Frequently asked questions
- Can two queens live peacefully in one hive?
- No. Worker bees produce a substance that suppresses excess queens, and any virgin queen will actively kill rivals. Two laying queens cohabiting is extremely rare and always temporary.
- What sound does a virgin queen make?
- Virgin queens produce a high-pitched piping sound called 'tooting'. Queens still inside cells answer with a lower 'quacking'. This acoustic exchange is thought to signal location before combat.
- How long does it take a queen to emerge from her cell?
- A queen takes 16 days from egg to emergence — three days as an egg, five as a larva, and eight days capped in the pupal stage. Workers chew the cap to help her exit.
- Do workers kill excess queens themselves?
- Workers sometimes ball a queen — surrounding and overheating her — but this is more common with foreign or failing queens. During normal emergence rivalry, workers usually step back and let queens fight.
- What is a virgin queen?
- A virgin queen is a newly emerged queen that has not yet mated. She is slimmer than a laying queen, more agile, and capable of stinging rival queens. She typically mates 5–10 days after emergence.
- How many queen cells does a swarm colony typically produce?

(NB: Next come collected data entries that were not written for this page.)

PR #658, opened 2023-03-13
Fix constant rebuild issue (Rust part)

alekece:
### Description
This PR aims to fix a problem we face for ages:
Any time we run a `cargo build` , `cargo test` or `cargo run --bin` at the root project, some workspace members are recompiled no matter what.
The problem is due to an invalid path in the build script in `nucliadb_protos/rust`.


jotare (approved):

vangheem (changes requested):
This will break python proto support.

Maybe we can find another way to do this that works better for both python and rust here.

vangheem (approved):
lgtm

PR #659, opened 2023-03-14
Ease imports for nucliadb datasets and fix sdk test

lferran:
### Description

### How was this PR tested?


nucliadb_sdk/nucliadb_sdk/tests/test_search_resource.py
```diff
@@ -269,7 +269,7 @@ def test_search_resource(knowledgebox: KnowledgeBox):
     resources = knowledgebox.search(
         vector=vector_q, vectorset="all-MiniLM-L6-v2", min_score=0.70
     )
-    assert len(resources.sentences.results) == 11
+    assert len(resources.sentences.results) == 20
```
alekece, line 272: Why the number of results change all of a sudden ?

lferran: Because of this fix from @hermeGarcia https://github.com/nuclia/nucliadb/commit/53bba67bd6a47e22bdfd8ba994f92ca4f1af0f38

nucliadb_dataset/nucliadb_dataset/__init__.py
```diff
@@ -37,3 +43,6 @@ class DatasetType(str, Enum):
 class ExportType(str, Enum):
     DATASETS = "DATASETS"
     FILESYSTEM = "FILESYSTEM"
+
+
+__all__ = ("NucliaDBDataset", "NucliaCloudDataset", "Task", "download_all_partitions")
```
vangheem, line 48: If we use `__all__`, we need to include other imports here.
```suggestion
__all__ = ("NucliaDBDataset", "NucliaCloudDataset", "Task", "download_all_partitions", "NUCLIA_GLOBAL", "CLIENT_ID", "DatasetType", "ExportType")
```

What I like to do is make sure that the package module root only ever imports from other places and maybe internal code never imports from it. This prevents circular import issues.

vangheem (changes requested):

nucliadb_sdk/nucliadb_sdk/tests/test_search_resource.py
alekece: Make sense :cat:

nucliadb_dataset/nucliadb_dataset/__init__.py
lferran: good catch. thanks! fixed it

vangheem (approved):

PR #774, opened 2023-04-06
Revert "upgrade telemetry"

vangheem:
some weirdness, let's revert and see


vangheem:
bypass to merge and unblock

PR #777, opened 2023-04-10
fix tikv transaction leaks

vangheem:
### Description
- disambiguate `get_transaction` from `get_transaction_utility`
- remove duplicate `get_transaction` implementations
- add lock for acquiring transaction
- auto abort transaction on task cleanup -- this might be controversial!

### How was this PR tested?
unit and manual


bloodbare (approved):
Good catch

PR #779, opened 2023-04-10
structured logs support

vangheem:
### Description
Add structured logs support to nucliadb_telemetry

Structured logs allow us to add metadata into our logs that can more easily be queried in google cloud's interface.

### How was this PR tested?
unit


bloodbare (approved):

nucliadb_telemetry/nucliadb_telemetry/logs.py
```diff
@@ -0,0 +1,192 @@
...
+        if hasattr(record, "stack_info"):
+            data["stack_info"] = record.stack_info
+        else:  # pragma: no cover
+            data["stack_info"] = None
+
+    def extra_from_record(self, record):
+        return {
+            attr_name: record.__dict__[attr_name]
+            for attr_name in record.__dict__
+            if attr_name not in _BUILTIN_ATTRS
```
lferran, line 122: shouldn't this be `if attr_name in _BUILTIN_ATTRS` instead?

nucliadb_telemetry/nucliadb_telemetry/logs.py
```diff
@@ -0,0 +1,192 @@
...
+    def format(self, record: logging.LogRecord) -> str:
+        recordcopy = copy(record)
+        (
+            client_addr,
+            method,
+            full_path,
+            http_version,
+            status_code,
+        ) = recordcopy.args  # type: ignore[misc]
+        request_line = "%s %s HTTP/%s" % (method, full_path, http_version)
```
jotare, line 136: Now you're changing log format, I think it could be interesting to log request datetime

nucliadb_telemetry/nucliadb_telemetry/logs.py
```diff
@@ -0,0 +1,192 @@
...
+    root_logger = logging.getLogger()
+    access_logger = logging.getLogger(_ACCESS_LOGGER_NAME)
+    if not settings.dev:
+        root_logger.addHandler(json_handler)
+        access_logger.handlers = []
+        access_logger.addHandler(access_handler)
+    else:
+        root_logger.addHandler(stream_handler)
+
+    root_logger.setLevel(getattr(logging, settings.log_level.value))
```
jotare, line 181: Settings `LogLevel`s are coupled to logging log level attributes and it's not explicit. A change on the enum names can break this code.

nucliadb_telemetry/nucliadb_telemetry/logs.py
```diff
@@ -0,0 +1,192 @@
...
+    stream_handler = logging.StreamHandler()
+
+    root_logger = logging.getLogger()
+    access_logger = logging.getLogger(_ACCESS_LOGGER_NAME)
+    if not settings.dev:
+        root_logger.addHandler(json_handler)
+        access_logger.handlers = []
+        access_logger.addHandler(access_handler)
+    else:
+        root_logger.addHandler(stream_handler)
```
lferran, line 179: I am not sure, but will access logs not show up if `settings.dev = True`?

nucliadb_telemetry/nucliadb_telemetry/logs.py
```diff
@@ -0,0 +1,192 @@
...
+
+    root_logger.setLevel(getattr(logging, settings.log_level.value))
+
+    for logger_name, level in settings.logger_levels.items():
+        log = logging.getLogger(logger_name)
+        if logger_name != _ACCESS_LOGGER_NAME:
+            if not settings.dev:
+                log.addHandler(json_handler)
+            else:
+                root_logger.addHandler(stream_handler)
```
lferran, line 189: For when `dev = True` I am not sure this will work. If I am not wrong, will only see logs sent to the root logger in the stdout

nucliadb_telemetry/nucliadb_telemetry/logs.py
```diff
@@ -0,0 +1,192 @@
...
+    "processName",
+    "relativeCreated",
+    "stack_info",
+    "thread",
+    "threadName",
+)
+
+_OUTPUT_PROPERTIES = {
+    "filename": "filename",
+    "funcName": "funcName",
```
lferran, line 61: why only this one is in camelcase?

nucliadb_telemetry/nucliadb_telemetry/logs.py
```diff
@@ -0,0 +1,192 @@
...
+            data["exc_info"] = self.formatException(record.exc_info)
+
+        for property, output_property in _OUTPUT_PROPERTIES.items():
+            data[output_property] = getattr(record, property, None)
+
+        data["logging.googleapis.com/sourceLocation"] = {
+            "file": record.pathname,
+            "line": record.lineno,
+            "function": record.funcName,
+        }
```
lferran, line 103: Why do we need this?
Isn't it already covered by `filename`, `lineno` and `funcName`?

nucliadb_telemetry/nucliadb_telemetry/logs.py
vangheem: nah, this is to gather properties that are NOT part of the record.

nucliadb_telemetry/nucliadb_telemetry/logs.py
vangheem: The request time is already logged as part of another field in the json log. Do we really need it here as well?

nucliadb_telemetry/nucliadb_telemetry/logs.py
vangheem: Because these are the standard property names. The only one I changed was `levelname` -> `severity` for gcp integration. Let me change so it's less confusing.

nucliadb_telemetry/nucliadb_telemetry/logs.py
vangheem: alright, tweaked, lmkwyt

nucliadb_telemetry/nucliadb_telemetry/logs.py
vangheem: all logs are propagated down to root by default

lferran (approved):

- A colony preparing to swarm commonly builds 10–20 queen cells, often clustered along the lower edges of frames. A supersedure event typically produces just one to three cells.
- Can a beekeeper hear the queen piping?
- Yes. Experienced beekeepers listening at the hive entrance or with an ear against the box can hear the tooting and quacking sounds in the days immediately after a swarm leaves.
- What happens if all queens are killed before mating?
- The colony becomes queenless. Without intervention, workers eventually start laying unfertilised eggs, producing only drones. The colony will die within a few weeks unless a new queen is introduced.